Assuming Bernie Sanders Said It, Just What Did He Do Wrong?

Sen. Elizabeth Warren speaks with Sen. Bernie Sanders after the Democratic primary debte in Des Moines, Iowa, January 14, 2020. (Shannon Stapleton/Reuters)

It’s hard to believe that behind closed doors, lifelong outspoken feminist Bernie Sanders suddenly transforms into Andrew Dice Clay and suddenly goes on about all the things a woman could never do.

But for a moment, let’s assume that Sanders said what was contended in that original CNN report — that “he did not believe a woman could win” against Donald Trump in 2020.

First, this isn’t that outlandish a belief, particularly in Democratic circles. Hillary Clinton herself said in 2017: “I started the campaign knowing that I would have to work extra hard to make women and men feel comfortable with the idea of a woman president. It doesn’t fit into the — the stereotypes we all carry around in our head.  And a lot of the sexism and the misogyny was in service of these attitudes. Like, you know, ‘We really don’t want a woman commander in chief.’” Right after the election, her running mate Tim Kaine declared America “has made it so uniquely difficult for a woman to make it into a federal office.”

In CNN’s account, the comment from Warren that preceded Sanders’ statement was Warren expressing the belief that she could “earn broad support from female voters.” But Clinton won the women’s vote, 54 percent to 41 percent, and still lost. “Broad support from female voters,” by itself, is probably not sufficient to beat Trump, unless it considerably expands upon Clinton’s margin in those key swing states. There’s no indication that a sufficient number of voters are hungering for a woman president. A 2018 Pew poll found that 38 percent of men and 51 percent of women hope to see a woman president in their lifetime.

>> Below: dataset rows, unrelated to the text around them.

PR #752, opened 2026-03-06
Add the possibility to force delete connect cluster and connector

AfrinKhan02:
## Context

When a self-deployed Kafka Connect cluster becomes unhealthy (e.g., connection refused, unauthorized), ns4kafka enters an incoherent state:

- **Connect Cluster deletion** is blocked if any connectors remain in the namespace (known by ns4kafka), even if the cluster itself is unreachable.
- **Connector deletion** fails because ns4kafka attempts to call the remote Kafka Connect API to remove the connector, which is unreachable.

This leaves users unable to clean up stale resources from ns4kafka when the underlying Connect infrastructure is down or misconfigured.

## Proposed Solution

A new `force` query parameter (`?force=true`, default `false`) has been added to both Connect Cluster and Connector delete endpoints:

- **Delete Connect Cluster with `force=true`**: Deletes the Connect Cluster resource from ns4kafka **regardless of whether connectors still exist** in the namespace. No cascading deletion of connectors is performed — they remain as independent resources.
- **Delete Connector with `force=true`**: Deletes the Connector resource from the ns4kafka repository **without calling the remote Kafka Connect API**. This allows cleanup even when the Connect cluster is unreachable.

When `force=false` (default), existing behavior is fully preserved.

### `ConnectClusterController`
- Added `@QueryValue(defaultValue = "false") boolean force` parameter to both `delete()` and `bulkDelete()` endpoints.
- The connector-existence validation check is now skipped when `force=true`, allowing the Connect Cluster to be removed independently.

### `ConnectorController`
- Added `@QueryValue(defaultValue = "false") boolean force` parameter to both `delete()` and `bulkDelete()` endpoints.
- The `force` flag is passed through to `ConnectorService.delete()`.

### `ConnectorService`
- Updated `delete(Namespace, Connector, boolean force)` method signature.
- When `force=true`, the remote `kafkaConnectClient.delete()` call is **completely bypassed** — only the local `connectorRepository.delete()` is executed.
- A `WARN`-level log is emitted when force-deleting to provide an audit trail.

### Tests
- All existing tests updated and new test cases created to match the new method signatures (added `boolean force` parameter).

### DIFF
--- a/src/main/java/com/michelin/ns4kafka/service/ConnectorService.java
+++ b/src/main/java/com/michelin/ns4kafka/service/ConnectorService.java
@@ -250,17 +250,18 @@ public class ConnectorService {
                         connector.getSpec().getConnectCluster(),
                         connector.getMetadata().getName())
                 .defaultIfEmpty(HttpResponse.noContent())
-                .doOnError(error -> {
+                .onErrorResume(error -> {
                     if (force) {
-                        connectorRepository.delete(connector);
                         log.atInfo()
                                 .addArgument(connector.getMetadata().getName())
                                 .addArgument(namespace.getMetadata().getName())
                                 .addArgument(connector.getSpec().getConnectCluster())
                                 .addArgument(error.getMessage())
-                                .log("Force deleting Connector [{}] on Kafka [{}] Connect [{}]:"
-                                        + " failed to delete from the connect cluster [{}].");
+                                .log("Success force deleting Connector [{}] on Namespace [{}] from repository."
+                                        + " Failed to delete from Connect cluster [{}]: [{}]");
+                        return Mono.just(HttpResponse.noContent());
                     }
+                    return Mono.error(error);
                 })
                 .map(httpResponse -> {
                     connectorRepository.delete(connector);
--- a/src/test/java/com/michelin/ns4kafka/service/ConnectorServiceTest.java
+++ b/src/test/java/com/michelin/ns4kafka/service/ConnectorServiceTest.java
@@ -1264,7 +1264,8 @@ class ConnectorServiceTest {
         doNothing().when(connectorRepository).delete(connector);
 
         StepVerifier.create(connectorService.delete(ns, connector, true))
-                .verifyError(HttpClientResponseException.class);
+                .consumeNextWith(response -> assertEquals(HttpStatus.NO_CONTENT, response.getStatus()))
+                .verifyComplete();
 
         verify(kafkaConnectClient).delete(ns.getMetadata().getCluster(), "local-name", "ns-connect1");
         verify(connectorRepository).delete(connector);


src/main/java/com/michelin/ns4kafka/controller/connect/ConnectClusterController.java
```diff
@@ -174,13 +174,17 @@ public Mono<HttpResponse<ConnectCluster>> apply(
...
      * @param dryrun Run in dry mode or not
+     * @param force Force deletion of the connect cluster regardless of its connectors
      * @return A HTTP response
-     * @deprecated use {@link #bulkDelete(String, String, boolean)} instead.
+     * @deprecated use {@link #bulkDelete(String, String, boolean, boolean)} instead.
      */
     @Delete("/{connectCluster}{?dryrun}")
     @Deprecated(since = "1.13.0")
     public HttpResponse<Void> delete(
-            String namespace, String connectCluster, @QueryValue(defaultValue = "false") boolean dryrun) {
```
ThomasCAI-mlv, line 183: This method is deprecated, I don't think it needs to be updated

src/main/java/com/michelin/ns4kafka/controller/connect/ConnectClusterController.java
```diff
@@ -226,13 +230,15 @@ public HttpResponse<Void> delete(
      * @param namespace The current namespace
      * @param name The name parameter
      * @param dryrun Run in dry mode or not
+     * @param force Force deletion of the connect cluster regardless of its connectors
```
ThomasCAI-mlv: The description could be "Force delete or not?"

src/main/java/com/michelin/ns4kafka/controller/ConnectorController.java
```diff
@@ -199,13 +199,17 @@ public Mono<HttpResponse<Connector>> apply(
...
+     * @param force Force deletion of the connector regardless of remote deletion success
      * @return A HTTP response
-     * @deprecated use {@link #bulkDelete(String, String, boolean)} instead.
+     * @deprecated use {@link #bulkDelete(String, String, boolean, boolean)} instead.
      */
     @Delete("/{connector}{?dryrun}")
     @Deprecated(since = "1.13.0")
     public Mono<HttpResponse<Void>> delete(
-            String namespace, String connector, @QueryValue(defaultValue = "false") boolean dryrun) {
+            String namespace,
```
ThomasCAI-mlv: I don't think it is necessary to update a deprecated method

src/main/java/com/michelin/ns4kafka/controller/ConnectorController.java
```diff
@@ -235,13 +239,15 @@ public Mono<HttpResponse<Void>> delete(
      * @param namespace The current namespace
      * @param name The name parameter
      * @param dryrun Run in dry mode or not?
+     * @param force Force deletion of the connectors regardless of remote deletion success
```
ThomasCAI-mlv: The description could be "Force delete or not?"

src/main/java/com/michelin/ns4kafka/service/ConnectorService.java
```diff
@@ -243,24 +243,35 @@ public Connector createOrUpdate(Connector connector) {
...
-                            .addArgument(connector.getSpec().getConnectCluster())
-                            .log("Success removing Connector [{}] on Kafka [{}] Connect [{}]");
+        if (force) {
+            log.atWarn()
+                    .addArgument(connector.getMetadata().getName())
+                    .addArgument(namespace.getMetadata().getName())
+                    .addArgument(connector.getSpec().getConnectCluster())
+                    .log(
+                            "Force deleting Connector [{}] on Kafka [{}] Connect [{}] from ns4kafka repository only, bypassing remote API.");
+            deletePublisher = Mono.just(HttpResponse.noContent());
```
ThomasCAI-mlv: Force deleting connectors should delete the connector from the connect clusters if possible, what do you think?

The only difference would be when the connect cluster is unhealthy, the current connector deletion does not delete the connector from ns4kafka, but force would do it

src/test/java/com/michelin/ns4kafka/service/ConnectorServiceTest.java
```diff
@@ -1208,13 +1208,39 @@ void shouldNotDeleteConnectorWhenConnectClusterReturnsError() {
         when(kafkaConnectClient.delete(ns.getMetadata().getCluster(), "local-name", "ns-connect1"))
                 .thenReturn(Mono.error(new HttpClientResponseException("Error", HttpResponse.serverError())));
 
-        StepVerifier.create(connectorService.delete(ns, connector))
+        StepVerifier.create(connectorService.delete(ns, connector, false))
                 .consumeErrorWith(response -> assertEquals(HttpClientResponseException.class, response.getClass()))
                 .verify();
 
         verify(connectorRepository, never()).delete(connector);
     }
```
ThomasCAI-mlv, line 1217: You can include a new test case: `shouldForceDeleteConnectorWhenConnectUnhealthy`

src/main/java/com/michelin/ns4kafka/service/ConnectorService.java
```diff
@@ -243,24 +243,36 @@ public Connector createOrUpdate(Connector connector) {
      * @param namespace The namespace
      * @param connector The connector
      */
-    public Mono<HttpResponse<Void>> delete(Namespace namespace, Connector connector) {
-        return kafkaConnectClient
-                .delete(
-                        namespace.getMetadata().getCluster(),
-                        connector.getSpec().getConnectCluster(),
-                        connector.getMetadata().getName())
-                .defaultIfEmpty(HttpResponse.noContent())
```
ThomasCAI-mlv, line 252: You can keep that same structure, without instanciating `Mono<HttpResponse<Void>>`
Try using `doOnError`

ThomasCAI-mlv: I mean, doing something like this:
Without using a `Mono<HttpResponse<Void>>` variable


kafkaConnectClient
                .delete(
                        namespace.getMetadata().getCluster(),
                        connector.getSpec().getConnectCluster(),
                        connector.getMetadata().getName())
                .defaultIfEmpty(HttpResponse.noContent())
                .doOnError(_ -> { if (force) { connectorRepository.delete(connector);  } }
                .map(httpResponse -> {
                    connectorRepository.delete(connector);
                    log.atInfo()
                            .addArgument(connector.getMetadata().getName())
                            .addArgument(namespace.getMetadata().getName())
                            .addArgument(connector.getSpec().getConnectCluster())
                            .log("Success removing Connector [{}] on Kafka [{}] Connect [{}]");
                    return httpResponse;
                });

src/main/java/com/michelin/ns4kafka/service/ConnectorService.java
```diff
@@ -243,24 +243,37 @@ public Connector createOrUpdate(Connector connector) {
...
-                    log.atInfo()
+        if (force) {
+            deletePublisher = deletePublisher
+                    .doOnError(error -> log.atWarn()
                             .addArgument(connector.getMetadata().getName())
                             .addArgument(namespace.getMetadata().getName())
                             .addArgument(connector.getSpec().getConnectCluster())
-                            .log("Success removing Connector [{}] on Kafka [{}] Connect [{}]");
+                            .addArgument(error.getMessage())
+                            .log("Force deleting Connector [{}] on Kafka [{}] Connect [{}]:"
```
ThomasCAI-mlv: In case of "force delete" when the Connect is not reachable, the connector is not deleted from the Connect, so your log message in this line doesn't seem to be correct

src/main/java/com/michelin/ns4kafka/service/ConnectorService.java
```diff
@@ -243,24 +243,37 @@ public Connector createOrUpdate(Connector connector) {
...
                         connector.getMetadata().getName())
-                .defaultIfEmpty(HttpResponse.noContent())
-                .map(httpResponse -> {
-                    connectorRepository.delete(connector);
+                .defaultIfEmpty(HttpResponse.noContent());
 
-                    log.atInfo()
+        if (force) {
+            deletePublisher = deletePublisher
+                    .doOnError(error -> log.atWarn()
```
ThomasCAI-mlv: Can be INFO log I think

src/main/java/com/michelin/ns4kafka/service/ConnectorService.java
ThomasCAI-mlv: I did not consider the return when not force deleting with unhealthy Connect, so forget what I said before regarding `doOnError`. here are the different cases:
- Force deleting on healthy Connect: delete connector from repository & Connect + return OK status
- Non-force deleting on healthy Connect: delete connector from repository & Connect + return OK status
- Force deleting on unhealthy Connect: delete connector from repository + return OK status
- Non-force deleting on unhealthy Connect: return error message

`onErrorResume` seems better, as you can choose to return the original error:

```
.onErrorResume(error -> {
    if (force) {
        connectorRepository.delete(connector);
        // logging
        return Mono.just(HttpResponse.ok());
    }
    return Mono.error(error);
});
```

You can add it at the end, so that in case of error, the `.defaultIfEmpty` and `.map` are skipped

The account from Warren didn’t include any suggestion that Sanders was mocking, belittling, or otherwise snide or hostile in his response to her presidential ambitions. There’s no indication that Sanders thought it was a good thing that, in his assessment, a woman wouldn’t be able to beat Trump. If he said it, he seemed to be warning his friend about an obstacle he thought she was underestimating. Maybe he’s right, maybe he’s wrong, but it hardly constitutes some sort of sexist attack on Warren. And if Sanders secretly harbors a sexist low opinion of Warren, he’s hidden it well. He’s certainly been, at minimum, cordial to her in the primary until recently.

For what it’s worth, I doubt he said it, at least in the way she describes. Apparently, his comment didn’t bother Warren enough for her to mention it at the time or at any other point in 2018 or 2019. No, she and her camp didn’t start telling reporters about it until two days before the last televised debate before the Iowa caucuses. The spectacularly convenient timing of this story strongly suggests deliberate political opportunism.

I happen to think the assessment that a woman couldn’t beat Trump is wrong; if politics has taught us anything in recent decades, it’s that just about anybody can beat just about anybody if the outside circumstances are right. If enough Minnesotans are unimpressed with the major party candidates, they’ll make Jesse Ventura governor. If enough Alabamans are repulsed by Roy Moore, they’ll elect Democrat Doug Jones to Senate. If the national mood is sufficiently against Democrats and Martha Coakley claims that Curt Schilling is a Yankee fan, then Republican Scott Brown can win a Senate seat in Massachusetts.